Admissions reality: With 33 applications for 24 offers (about 1.38 per place), this is not a school you can assume you will simply get. Make the application early enough to focus on getting the details right, and be realistic about the role local authority criteria can play when places are tight.
Logistics: The day finishes at 3:10, but enrichment, intervention, or leadership responsibilities can extend the school day. In a rural authority, transport arrangements can shape what a student can realistically take part in, so match your aspirations for clubs and support to the travel plan you can sustain.
Solway Community School is a small, non-selective 11 to 16 secondary serving Silloth and surrounding communities, with an explicitly inclusive ethos and a calm, respectful culture described in official reporting. Its curriculum offer blends core GCSE expectations with localised enrichment such as the Cumbria Award and Industry Projects, alongside practical routes that can suit students who thrive on applied learning.
The central question is outcomes: the published GCSE measures are low, so securing the right support and understanding the school’s improvement work should be part of any decision. Best suited to families who want a smaller setting with strong relational pastoral care, who value breadth and practical pathways, and who are prepared to engage closely with how learning progress is checked and strengthened across subjects.
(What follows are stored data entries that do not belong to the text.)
PR #150, opened 2019-09-30
Prune/imagePullSecrets

prune998:
| Q               | A
| --------------- | ---
| Bug fix?        | no
| New feature?    | yes
| API breaks?     | no
| Deprecations?   | no
| Related tickets | none

### What's in this PR?
This PR add support for setting a imagePullSecrets in the Helm Chart to deploy the Kafka Operator from a private repository.
The `imagePullSecrets` is added to the `ServiceAccount`

### Why?
Because Private Docker repo needs control...

### Additional context

Also, make use of the `replicaCount` value to set the number of replicas of the Operator.

### DIFF
--- a/charts/kafka-operator/values.yaml
+++ b/charts/kafka-operator/values.yaml
@@ -4,6 +4,10 @@
 
 replicaCount: 1
 
+# Lists the secrets you need to use to pull kafka-operator image from a private registry.
+imagePullSecrets: []
+  # - private-registry-key
+
 operator:
   image:
     repository: banzaicloud/kafka-operator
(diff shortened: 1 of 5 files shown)


charts/kafka-operator/values.yaml
```diff
@@ -4,6 +4,10 @@
 
 replicaCount: 1
 
+# Lists the secrets you need to use to pull Istio images from a private registry.
```
kozmagabor:
```suggestion
# Lists the secrets you need to use to pull kafka-operator image from a private registry.
```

Solway is rated Good in its most recent Ofsted inspection, and it is described as having a calm, respectful culture where students are polite and kind and staff care for them well. Academic outcomes are weaker than England average, so the best judgement for your child will rest on how well the curriculum, support, and expectations match their needs.
Recent admissions demand data shows 33 applications for 24 offers, which is about 1.38 applications per place. That indicates more applicants than places, so criteria and deadlines matter.
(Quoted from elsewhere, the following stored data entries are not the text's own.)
PR #157, opened 2019-10-01
User/topic cleanup and stability improvements

### LINKED ISSUE #148: Create CC topic using the provided Topic CRD
An error can happen if Kafka is reusing zookeeper on the same path for a different Kafka Cluster.
Since the CC topic is created from code during the cluster creation, Zookeeper will hold the CC topic info even when the cluster is deleted, so creating a new cluster in the same zk znode will fail since the client which tries to create the topic fails with already exists error.

We are planning to use the newly introduced Topic CRD to create this topic, so the operator can remove it from zookeeper during cluster deletion.

tinyzimmer:
| Q               | A
| --------------- | ---
| Bug fix?        | yes
| New feature?    | yes
| API breaks?     | no
| Deprecations?   | no
| Related tickets | fixes #148 

### What's in this PR?

This is mostly a round-up of things I wanted to clean up in the initial user/topic branch as well as a few enhancements. There is also the ability to use `vault` instead of `cert-manager` for the PKI and `KafkaUsers`. Doing this also adds support for using things like the `bank-vaults` webhook injector instead of Kubernetes Secrets for pod deployments accessing a `KafkaCluster` secured with SSL. 

I also add a crap load of unit tests and will probably eventually add more.

A full list of things tackled:

- Bump `cert-manager` version to 0.10.1 in README
- `KafkaTopic` CR status improvements
- Main PKI components are packaged off behind interface for easier development/mocking
- Allow for variable PKI backends with a `KafkaCluster` (defaults to cert-manager still)
- Add experimental support for using vault as a PKI backend
- Update helm chart to allow optional verbose logging/configure vault access
- Move CC topic to `KafkaTopic` CR
- Replace `pem-to-jks` init containers with prepared secret mounts made from `KafkaUsers` when using SSL
- Add optional ability to supply `dnsNames` with a `KafkaUser` to support the above
- Add `hack/kafka-test-pod` for verifying SSL deployments and the blog
- General GC/finalization improvements 
- General stability/readability improvements
- A lot of unit tests and some mock implementations

### Why?

The tests and more clearly defined `PKIManager` interface makes me feel a lot better overall about the `KafkaUser`/`KafkaTopic` stability. Getting rid of that SSL init container also significantly decreases the time to provision a new cluster with SSL. The `vault` support is because of moon.

The improved garbage collection and finalizations probably aid the developer more than the user right now. However, it essentially is now much more stable in terms of everything getting cleaned up properly when a `KafkaCluster` is deleted. 

### Additional context

This branch was started before the last release while the move to the `v1beta1` API was already underway. So it kind of just kept collecting fixes/improvements until I could pull and merge upstream 😛 . 

### Checklist

- [X] Implementation tested

### To Do
- [ ] Update `kustomize` templates for configuring vault access on the operator deployment


baluchicken:
@tinyzimmer Thanks for this huge PR I will start to test and check this ASAP.

pkg/pki/pki_manager.go
```diff
@@ -0,0 +1,87 @@
...
+	"k8s.io/apimachinery/pkg/runtime"
+	"sigs.k8s.io/controller-runtime/pkg/client"
+)
+
+// MockBackend is used for mocking during testing
+var MockBackend = v1beta1.PKIBackend("mock")
+
+// GetPKIManager returns a PKI/User manager interface for a given cluster
+func GetPKIManager(client client.Client, cluster *v1beta1.KafkaCluster) pkicommon.PKIManager {
+	switch cluster.Spec.ListenersConfig.SSLSecrets.PKIBackend {
```
pbalogh-sa: If SSL isn't specified in KafkaCluster CR this will be a nil pointer dereference when the `GetPKIManager` function will be called in `checkFinalizers`.

pkg/errorfactory/errorfactory_test.go
```diff
@@ -0,0 +1,59 @@
...
+
+func TestNew(t *testing.T) {
+	for _, errType := range errorTypes {
+		err := New(errType, errors.New("test-error"), "test-message")
+		expected := "test-message: test-error"
+		got := err.Error()
+		if got != expected {
+			t.Error("Expected:", expected, "got:", got)
+		}
+		if reflect.TypeOf(err) != reflect.TypeOf(errType) {
```
baluchicken: I think instead of reflect we should use errors.As

controllers/kafkacluster_controller.go
```diff
@@ -147,84 +142,167 @@ func (r *KafkaClusterReconciler) Reconcile(request ctrl.Request) (ctrl.Result, e
...
 		}
+		if cluster, err = r.removeFinalizer(ctx, cluster, clusterUsersFinalizer); err != nil {
+			return requeueWithError(log, "failed to remove users finalizer from kafkacluster", err)
+		}
+	}
+
+	// Do any necessary PKI cleanup - a PKI backend should make sure any
+	// user finalizations are done before it does its final cleanup
+	log.Info("Tearing down any PKI resources for the kafkacluster")
+	if err = pki.GetPKIManager(r.Client, cluster).FinalizePKI(ctx, log); err != nil {
```
pbalogh-sa: If SSL isn't specified in KafkaCluster CR this will be a nil pointer dereference when the `GetPKIManager` function will be called.

tinyzimmer: Fixing. I'm trying to decide if I want some sort of check in the `KafkaUser` controller also. Creating a `KafkaUser` doesn't make sense if you are not using SSL right now - but looking closer that would probably also panic if someone tried. 

Might be abother good use-case to expand the admission webhook

controllers/kafkacluster_controller.go
```diff
@@ -147,84 +142,167 @@ func (r *KafkaClusterReconciler) Reconcile(request ctrl.Request) (ctrl.Result, e
...
+		}
+	}
+
+	// If any of the topics still exist, it means their finalizer is still running.
+	// Wait to make sure we have fully cleaned up zookeeper. Also if we delete
+	// our kafkausers before all topics are finished cleaning up, we will lose
+	// our controller certificate.
+	log.Info("Ensuring all topics have finished cleaning up")
+	var childTopics v1alpha1.KafkaTopicList
+	if err = r.Client.List(ctx, &childTopics); err != nil {
```
baluchicken: If I saw that right, all the KafkaTopics are labeled with some cluster specific label, why don't we use List filters to get back only those which are relevant for us, with that I think we can remove the `if belongsToCluster` part.

controllers/kafkatopic_controller.go
```diff
@@ -240,108 +258,91 @@ func (r *KafkaTopicReconciler) syncTopicStatus(cluster *banzaicloudv1beta1.Kafka
...
 		}
 	}
 	return reconciled()
 }
 
-func (r *KafkaTopicReconciler) removeFinalizer(topic *banzaicloudv1alpha1.KafkaTopic) error {
+func (r *KafkaTopicReconciler) removeFinalizer(ctx context.Context, topic *v1alpha1.KafkaTopic) error {
 	topic.SetFinalizers(util.StringSliceRemove(topic.GetFinalizers(), topicFinalizer))
-	return r.Client.Update(context.TODO(), topic)
+	return r.Client.Update(ctx, topic)
```
baluchicken: we should set the typeMeta here as well, like
```
typeMeta := topic.typeMeta
r.Client.Update(ctx,topic)
topic.typeMeta = typeMeta
```
Update method mutates topic and will cause problems since update loses the typeMeta of the config that's used later when setting ownerrefs

controllers/kafkatopic_controller.go
```diff
@@ -189,23 +165,36 @@ func (r *KafkaTopicReconciler) Reconcile(request reconcile.Request) (reconcile.R
...
+		instance.SetFinalizers(append(instance.GetFinalizers(), topicFinalizer))
 	}
 
 	// push any changes
-	if err = r.Client.Update(context.TODO(), instance); err != nil {
-		return requeueWithError(reqLogger, "failed to update KafkaTopic with controller reference", err)
+	// TODO (tinyzimmer): This is sometimes failing the first reconcile attempt
+	// still with an "object already modified" error. It's benign, but should dig
+	// deeper at some point.
+	if err = r.Client.Update(ctx, instance); err != nil {
```
baluchicken: same here, please save the typeMeta and reapply it after update

controllers/kafkatopic_controller.go
```diff
@@ -189,23 +165,36 @@ func (r *KafkaTopicReconciler) Reconcile(request reconcile.Request) (reconcile.R
...
+		return requeueWithError(reqLogger, "failed to update KafkaTopic", err)
+	}
+
+	// Fetch the updated object
+	instance = &v1alpha1.KafkaTopic{}
```
baluchicken: This one is not required since update mutates the instance and updates the latest changes to it

pkg/resources/reconciler.go
```diff
@@ -40,6 +40,9 @@ type Resource func() runtime.Object
 // ResourceWithLogs function with log parameter
 type ResourceWithLogs func(log logr.Logger) runtime.Object
 
+// ResourceWithLogsAndClientPassowrd function with log and password parameter
+type ResourceWithLogsAndClientPassowrd func(log logr.Logger, clientPass string) runtime.Object
```
baluchicken: Typo in password

pkg/pki/certmanagerpki/certmanager_pki.go
```diff
@@ -0,0 +1,254 @@
...
+	caCert := secret.Data[v1alpha1.CACertKey]
+	caSecret := &corev1.Secret{
+		ObjectMeta: templates.ObjectMeta(fmt.Sprintf(pkicommon.BrokerCACertTemplate, cluster.Name), pkicommon.LabelsForKafkaPKI(cluster.Name), cluster),
+		Data: map[string][]byte{
+			v1alpha1.CoreCACertKey:  caCert,
+			corev1.TLSCertKey:       caCert,
+			corev1.TLSPrivateKeyKey: caKey,
+		},
+	}
+	controllerutil.SetControllerReference(cluster, caSecret, scheme)
```
baluchicken: Please handle error properly

pkg/pki/certmanagerpki/certmanager_pki.go
```diff
@@ -0,0 +1,254 @@
...
+	selfsignerMeta.Namespace = metav1.NamespaceAll
+	selfsigner := &certv1.ClusterIssuer{
+		ObjectMeta: selfsignerMeta,
+		Spec: certv1.IssuerSpec{
+			IssuerConfig: certv1.IssuerConfig{
+				SelfSigned: &certv1.SelfSignedIssuer{},
+			},
+		},
+	}
+	controllerutil.SetControllerReference(cluster, selfsigner, scheme)
```
baluchicken: Please handle error properly

pkg/pki/certmanagerpki/certmanager_pki.go
```diff
@@ -0,0 +1,254 @@
...
+			SecretName: fmt.Sprintf(pkicommon.BrokerCACertTemplate, cluster.Name),
+			CommonName: fmt.Sprintf(pkicommon.CAFQDNTemplate, cluster.Name, cluster.Namespace),
+			IsCA:       true,
+			IssuerRef: certv1.ObjectReference{
+				Name: fmt.Sprintf(pkicommon.BrokerSelfSignerTemplate, cluster.Name),
+				Kind: certv1.ClusterIssuerKind,
+			},
+		},
+	}
+	controllerutil.SetControllerReference(cluster, ca, scheme)
```
baluchicken: Please handle error properly

pkg/pki/certmanagerpki/certmanager_pki.go
```diff
@@ -0,0 +1,254 @@
...
+		ObjectMeta: clusterIssuerMeta,
+		Spec: certv1.IssuerSpec{
+			IssuerConfig: certv1.IssuerConfig{
+				CA: &certv1.CAIssuer{
+					SecretName: fmt.Sprintf(pkicommon.BrokerCACertTemplate, cluster.Name),
+				},
+			},
+		},
+	}
+	controllerutil.SetControllerReference(cluster, issuer, scheme)
```
baluchicken: Please handle error properly

pkg/pki/certmanagerpki/certmanager_user.go
```diff
@@ -0,0 +1,160 @@
...
+			IssuerRef: certv1.ObjectReference{
+				Name: caName,
+				Kind: caKind,
+			},
+		},
+	}
+	if user.Spec.DNSNames != nil && len(user.Spec.DNSNames) > 0 {
+		cert.Spec.DNSNames = user.Spec.DNSNames
+	}
+	controllerutil.SetControllerReference(user, cert, scheme)
```
baluchicken: Please handle error properly

pkg/pki/vaultpki/vault_pki.go
```diff
@@ -0,0 +1,287 @@
...
+				ObjectMeta: templates.ObjectMeta(fmt.Sprintf(pkicommon.BrokerControllerTemplate, v.cluster.Name), pkicommon.LabelsForKafkaPKI(v.cluster.Name), v.cluster),
+				Data: map[string][]byte{
+					corev1.TLSCertKey:       controllerCert.Certificate,
+					corev1.TLSPrivateKeyKey: controllerCert.Key,
+					v1alpha1.CoreCACertKey:  controllerCert.CA,
+					v1alpha1.TLSJKSKey:      controllerCert.JKS,
+					v1alpha1.PasswordKey:    controllerCert.Password,
+				},
+			}
+			controllerutil.SetControllerReference(v.cluster, clientCert, scheme)
```
baluchicken: Please handle error properly

pkg/pki/vaultpki/vault_pki.go
```diff
@@ -0,0 +1,287 @@
...
+				ObjectMeta: templates.ObjectMeta(fmt.Sprintf(pkicommon.BrokerServerCertTemplate, v.cluster.Name), pkicommon.LabelsForKafkaPKI(v.cluster.Name), v.cluster),
+				Data: map[string][]byte{
+					corev1.TLSCertKey:       brokerCert.Certificate,
+					corev1.TLSPrivateKeyKey: brokerCert.Key,
+					v1alpha1.CoreCACertKey:  brokerCert.CA,
+					v1alpha1.TLSJKSKey:      brokerCert.JKS,
+					v1alpha1.PasswordKey:    brokerCert.Password,
+				},
+			}
+			controllerutil.SetControllerReference(v.cluster, serverCert, scheme)
```
baluchicken: Please handle error properly

pkg/pki/vaultpki/vault_common.go
```diff
@@ -0,0 +1,335 @@
...
+// checkSecretPath checks if the provided path is a full vault path and
+// returns a modified path for the default backend if not
+func checkSecretPath(path string) string {
+	if len(strings.Split(path, "/")) == 1 {
+		return fmt.Sprintf("secret/%s", path)
+	}
+	return path
+}
+
+// getClient retrieves a vault client using the environment configuration
```
bonifaido: For this purpose (service account-based authentication) I would pull in the https://github.com/banzaicloud/bank-vaults/blob/master/pkg/sdk/vault/client.go#L106, it does it for you and renews the token automatically.

pkg/pki/vaultpki/vault_pki.go
```diff
@@ -0,0 +1,287 @@
...
+	return
+}
+
+func (v *vaultPKI) initVaultPKI(vault *vaultapi.Client) error {
+	caPath := v.getCAPath()
+	// intermediatePath := v.getIntermediatePath()
+	userPath := v.getUserStorePath()
+	var err error
+
+	// Setup a PKI mount for the ca
```
bonifaido: As a general comment for this PR (which is great in overall!) that I would leave out all Vault configuration parts from it because of these things require `sudo` Vault (admin) capabilities, for example manipulating mounts. I'm pretty sure that most people don't want to let the kafka-operator do things like that, so I would leave these parts to an exercise to the user, with vault-operator for example.

bonifaido: I'm happy to find out how to configure Vault with our vault-operator to make these PKI backends available.

pkg/pki/vaultpki/vault_common.go
tinyzimmer: Will take a look at that 😄

pkg/pki/vaultpki/vault_pki.go
tinyzimmer: This is done in the latest commit - I may need to update user docs more to reflect how vault needs to be setup. Also curious if there is a better way to handle passing vault's CA cert to the operator then what I'm doing right now in the helm chart with a secret/envvar.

On the FindMySchool measures provided, the school’s Attainment 8 score is 24 and its Progress 8 score is -1.9. The GCSE ranking is 3,839th in England and 3rd in Wigton for GCSE outcomes (FindMySchool ranking based on official data).
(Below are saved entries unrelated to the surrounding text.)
PR #165, opened 2019-10-03
add exists check for __CruiseControlMetrics topic

rpahli:
| Q               | A
| --------------- | ---
| Bug fix?        | yes
| New feature?    | no
| API breaks?     | no
| Deprecations?   | no
| Related tickets | 

### What's in this PR?
after creating a new cluster I got error that the controller is not possible to create the __CruiseControlMetrics topic. After checking the boker logs I found out that the topic was already. I tryed to create new clusters multible times I got always the same error so I added a check if the topic already exists.

### Checklist

- [x] Implementation tested

### To Do

### DIFF
--- a/pkg/resources/cruisecontrol/topicManager.go
+++ b/pkg/resources/cruisecontrol/topicManager.go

Admissions are managed by Cumberland Council through its co-ordinated process for secondary school places. Families apply via the local authority route rather than directly through the school.
Activities described include sport, art and drama clubs, plus a brass band. School materials also describe opportunities such as debating, chess, homework club, and Duke of Edinburgh’s Award, alongside trips and visits designed to broaden experience beyond the classroom.